Creative Archetype
The Empathic Broadcaster · Extraordinary Network
"Creative expression as survival and healing"
Syncing profile from extraordinary.network…
About
Rascal didn’t grow up chasing a career in radio. He grew up chasing connection. A kid recording mixes at lunch, a Marine carrying something he couldn’t yet name, a man trying to outrun the noise in his own head. For years, he was living with PTSD without knowing it—self-medicating, compartmentalizing, surviving. And then, almost by accident, he found a microphone.
What started as a lie to get on air turned into a lifeline. Late nights, creative freedom, pushing boundaries—radio became the place where he could release what he didn’t have words for. But the real turning point came years later, when a stranger pulled up to a remote broadcast just to say thank you. For a few minutes each day, his voice helped her forget she was on her way to chemotherapy. That was the moment everything clicked: this wasn’t just entertainment. It was purpose.
This conversation goes deeper than a career story. It’s about what happens when creative expression becomes survival, and then evolves into service. Rascal opens up about the hidden duality so many people live with—the version of yourself you show the world, and the one you sit with alone.
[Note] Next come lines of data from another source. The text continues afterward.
PR #1614, opened 2023-02-03
Remove plugin navigation elements

BrandonRomano:
---
  - https://app.asana.com/0/0/1203879536690957


src/data/waypoint.json
```diff
@@ -59,7 +59,7 @@
 			"type": "inbound"
 		}
 	],
-	"basePaths": ["commands", "docs", "plugins", "tutorials", "downloads"],
+	"basePaths": ["commands", "docs", "integrations", "tutorials", "downloads"],
```
zchsh, line 62: I think `basePaths` is [being deprecated](https://github.com/hashicorp/dev-portal/blob/main/src/data/README.md#devdot-properties), and is also used for old link rewrites, so I think we might want to maintain `"plugins"` in this case 🤔

BrandonRomano: Ah!  Okay, yep I'll return this back to normal.

FWIW, I didn't observe any changes when I switched this so we're definitely safe to go back.

BrandonRomano, line 62:
```suggestion
	"basePaths": ["commands", "docs", "plugins", "tutorials", "downloads"],
```

zchsh:
I think we might need to remove the Waypoint `src/pages/waypoint/plugins` page file to avoid the build error here 🤔 I think that page file is attempting to render, but can't find the matching `rootDocsPath` entry.

src/data/waypoint.json
zchsh: yeah tbh i'm not sure around impact! I think it `basePaths` would mostly apply to automatically rewriting any links to `waypointproject.io/plugins` within content... but we've since rewritten those types of links at source thanks to Ashlee & Kendall's efforts... and with #1600 & #1602 we rewrite plugins links in the newer format so this might be a non-issue either 🤷

BrandonRomano:
@zchsh If I remove plugins page does that mean I should remove it as a `basePaths` entry as well?

zchsh:
@BrandonRomano I'd say leave it in `basePaths` to be safe, I think? I think we might need it for docs links rewrites (in `getIsRewriteableDocsLink`). Although it looks like we do run some playwright tests based on it as well 🤔 Those might fail if we keep it in place. I'm honestly not 100% given the latter! Maybe we'd skip over `waypoint/plugins` in `docs-content-link-rewrites`?

BrandonRomano:
I'm OK not 100% figuring that out today; I've remove the pages which should fix the build & I should be able to get a preview up to test out the base purpose of this PR, at least.

zchsh (approved):
✅ Looks good, pending successful build 👍

BrandonRomano:
Oh whomp I'm going to undo that test change; committed that on the wrong branch 😢

PR #1615, opened 2023-02-06
[preAdjustUrl] Handle with currentPath has a trailing slash

ashleemboyer:
## 🗒️ What

- Updates `preAdjustUrl` to ignore a trailing slash on `currentPath` if it's present
- Adds test cases for the new logic

## 🤷 Why

- When `currentPath` has a trailing slash, a duplicate path part is placed in the final URL.
  - For example, when `currentPath` is `'/plugin/sdkv2/logging/'` and `url` is `'./logging/http-transport'`, the result was `'/plugin/sdkv2/logging/logging/http-transport'`.
- This bug was found while debugging this exact link in the link rewrites for [`hashicorp/terraform-plugin-sdk`](https://github.com/hashicorp/terraform-plugin-sdk/pull/1137/files#r1097404820)


kendallstrautman (approved):
👍🏻

PR #1623, opened 2023-02-07
fix: normalize product slug for tutorial path 

kendallstrautman:
## 🔗 Relevant links

- [Asana task](url) 🎟️

## 🗒️ What

Fixes an issue where 'cloud' product slugs were being used in the tutorial page generation. Since we aren't statically generating tutorial paths with this function right now, we didn't see the issue.


src/views/tutorial-view/server.ts
```diff
@@ -180,6 +180,9 @@ export async function getTutorialPagePaths(): Promise<TutorialPagePaths[]> {
 		 * https://app.asana.com/0/1201903760348480/1201932088801131/f
 		 */
 		const isCloud = productSlugFromCollection == 'cloud'
+		const normalizedProductSlug = normalizeSlugForDevDot(
```
kendallstrautman, line 183: [Function reference ](https://github.com/hashicorp/dev-portal/blob/1e2fc9273d116ec5eb9ecae9b495486c788d784e/src/lib/tutorials/normalize-product-like-slug.ts#L18)

BRKalow (approved):
lgtm

PR #1625, opened 2023-02-07
chore: support node 18, set v18 in .nvmrc

BRKalow:
## 🔗 Relevant links

- [Asana task](url) 🎟️

## 🗒️ What

Updates the required node version to `>=16 <=18`, which is the [current active LTS](https://github.com/nodejs/release#release-schedule). Also updates our `.nvmrc` file to specify v18.

Our [`Managing Node Versions` team doc](https://www.notion.so/hashicorp/Managing-Node-versions-30d9ac89d35043f8b5c70bbc7aef1c44) has been updated as well.

## 💭 Anything else?

---
  - https://app.asana.com/0/0/1203912955325817


src/lib/fetch-file-string.js
```diff
@@ -1,16 +1,6 @@
...
-
-async function bufferFromStream(stream) {
-	return new Promise((resolve, reject) => {
-		const _buf = []
-		stream.on('data', (chunk) => _buf.push(chunk))
-		stream.on('end', () => resolve(Buffer.concat(_buf)))
-		stream.on('error', (err) => reject(err))
-	})
+	return res.text()
 }
```
BRKalow, line 4: I was getting an error here: `stream.on is not a function`. Shifted to use the `.text()` method on the fetch response instead, as I believe it accomplishes the same result.

package.json
```diff
@@ -182,7 +182,7 @@
 		"mdast-util-to-string": "^2.0.0",
 		"moize": "^6.1.0",
 		"next": "^13.0.5",
-		"next-auth": "^4.17.0",
+		"next-auth": "^4.19.2",
```
BRKalow, line 185: This fixed an issue with a transitive dependency that didn't allow node 18 in its engines.

kendallstrautman (approved):

kendallstrautman:
TY 🙌🏻

PR #1632, opened 2023-02-08
[🚧 WIP] Add loading state to ProductIntegrationsLanding

ashleemboyer:
## 🔗 Relevant links

- [Asana task](https://app.asana.com/0/1203792616809419/1203868487235738/f) 🎟️
- [Preview URL](https://dev-portal-git-ambintegrations-loading-state-hashicorp.vercel.app/vault/integrations?tiers=official%2Cpartner%2Ccommunity&components=auth-method%2Cdatabase) 🔎

### DIFF
--- a/src/views/product-integrations-landing/index.tsx
+++ b/src/views/product-integrations-landing/index.tsx
@@ -3,16 +3,17 @@
  * SPDX-License-Identifier: MPL-2.0
  */
 
-import s from './style.module.css'
-import SearchableIntegrationsList from './components/searchable-integrations-list'
-import { IntegrationsSearchProvider } from './contexts/integrations-search-context'
-import { type Integration } from 'lib/integrations-api-client/integration'
-
-import SidebarSidecarLayout from 'layouts/sidebar-sidecar'
-import { type SidebarProps } from 'components/sidebar'
-import { type BreadcrumbLink } from 'components/breadcrumb-bar'
+import { useEffect, useState } from 'react'
 import { ProductData } from 'types/products'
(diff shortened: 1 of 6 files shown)


ashleemboyer:
Going to see what it might look like to use loading skeletons, so here's a screen recording of the current state of this work.

https://user-images.githubusercontent.com/43934258/218858647-8c5c2193-6b0a-4f21-ba50-448e36f8c8a8.mov

src/views/product-integrations-landing/index.tsx
```diff
@@ -27,6 +28,18 @@ export default function ProductIntegrationsLanding({
...
+	/**
+	 * Show a loading spinner until 1500ms after the `useEffect` runs to prevent a
+	 * hydration error.
+	 */
+	const [isLoadingClient, setIsLoadingClient] = useState(true)
+	useEffect(() => {
+		setTimeout(() => {
+			// TODO uncommonent before merging
+			// setIsLoadingClient(false)
+		}, 1500)
```
kendallstrautman, line 40: Is there anyway we can link this to the actual api call to know when we have the data to render? I assume the dynamic call is what's causing the flash?

ashleemboyer: @kendallstrautman the API call is happening server-side and the data is being passed into the view component. The flash and hydration mismatch errors are happening when there are query parameters in the page URL. The query parameters affect what HTML is rendered on the page, and since those aren't accessible until the client starts loading, there's a brief flash from the default/unfiltered view of this page to the filtered view.

PR #1635, opened 2023-02-11
chore: remove old docsCta from learn landing schema

zchsh:
## 🔗 Relevant links

- [Preview link](https://dev-portal-git-zswarn-tutorial-docs-cta-hashicorp.vercel.app/) 🔎
- [Asana task](https://app.asana.com/0/1202097197789424/1202225913259475/f) 🎟️

## 🗒️ What

Removes the `docsCta` part of the Joi schema for tutorials landing pages.

## 🤷 Why

The `docsCta` content property was formerly supported, but no longer does anything. So we want to ensure authors will be warned if they use it.

## 💭 Anything else?

Note that at present, none of our product page content uses the `docsCta` property. So we'll only expect to see warnings if authors add back the `docsCta` property for some reason. With this in mind, this PR is really just cleaning up some stale lines of schema code we don't need anymore.


ashleemboyer (approved):

kendallstrautman (approved):

src/lib/learn-client/schemas.ts
```diff
@@ -120,15 +120,5 @@ export const ProductPageSchema = Joi.object({
 			)
 			.required(),
 		showProductSitemap: Joi.boolean(),
-		docsCta: Joi.object({
```
kendallstrautman, line 123: 🤔 We should check whether this is still accepted in the learn api content sync repo. There could be an issue if an author _tries_ to use this, the sync succeeds and then we get an error in building the app.

kendallstrautman: Perhaps its just an additional cleanup task for removing it in the content sync 🧼

zchsh: Ah great call! 🙌  I've opened https://github.com/hashicorp/learn-api-content-sync/pull/68 to clean this up in the `learn-api-content-sync` repo.

PR #1655, opened 2023-02-15
Experiment preselected tabs

im2nguyen:
## 🔗 Relevant links

- [Asana task](url) 🎟️


ashleemboyer:
@im2nguyen did you mean to set the target branch to `amb.spike-preselected-tabs` instead of `main`?

im2nguyen:
This addresses some of the issues on the spike doc -- if you use `router.replace` (or even `router.push`) it will re-render the page. `shallow` would will re-render it, it just won't refetch the data

Using the native Javascript windows.history addresses this. The main issue right now is that tabs with huge variances in length will cause the page to jump. even though this is not ideal behavior, this is the existing behavior ([example](https://developer.hashicorp.com/vault/tutorials/secrets-management/pki-engine#step-3-create-a-role)). preselected tabs does NOT introduce this behavior

as a result, i think we should consider shipping this as a "phase 1" approach

ashleemboyer:
Just converting to draft as an extra protection to the "do not merge" label, so this isn't accidentally merged while we're discussing things! 💖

He challenges the idea that we have to carry everything quietly, especially as men, especially as veterans, especially as leaders. And he makes a simple case for something we often overlook: if you can help someone, you’re responsible for doing it.
At its core, this is a conversation about becoming more human. About loosening your grip on ego, letting go of the performance, and realizing that the smallest moments of connection can change the trajectory of someone’s life—including your own.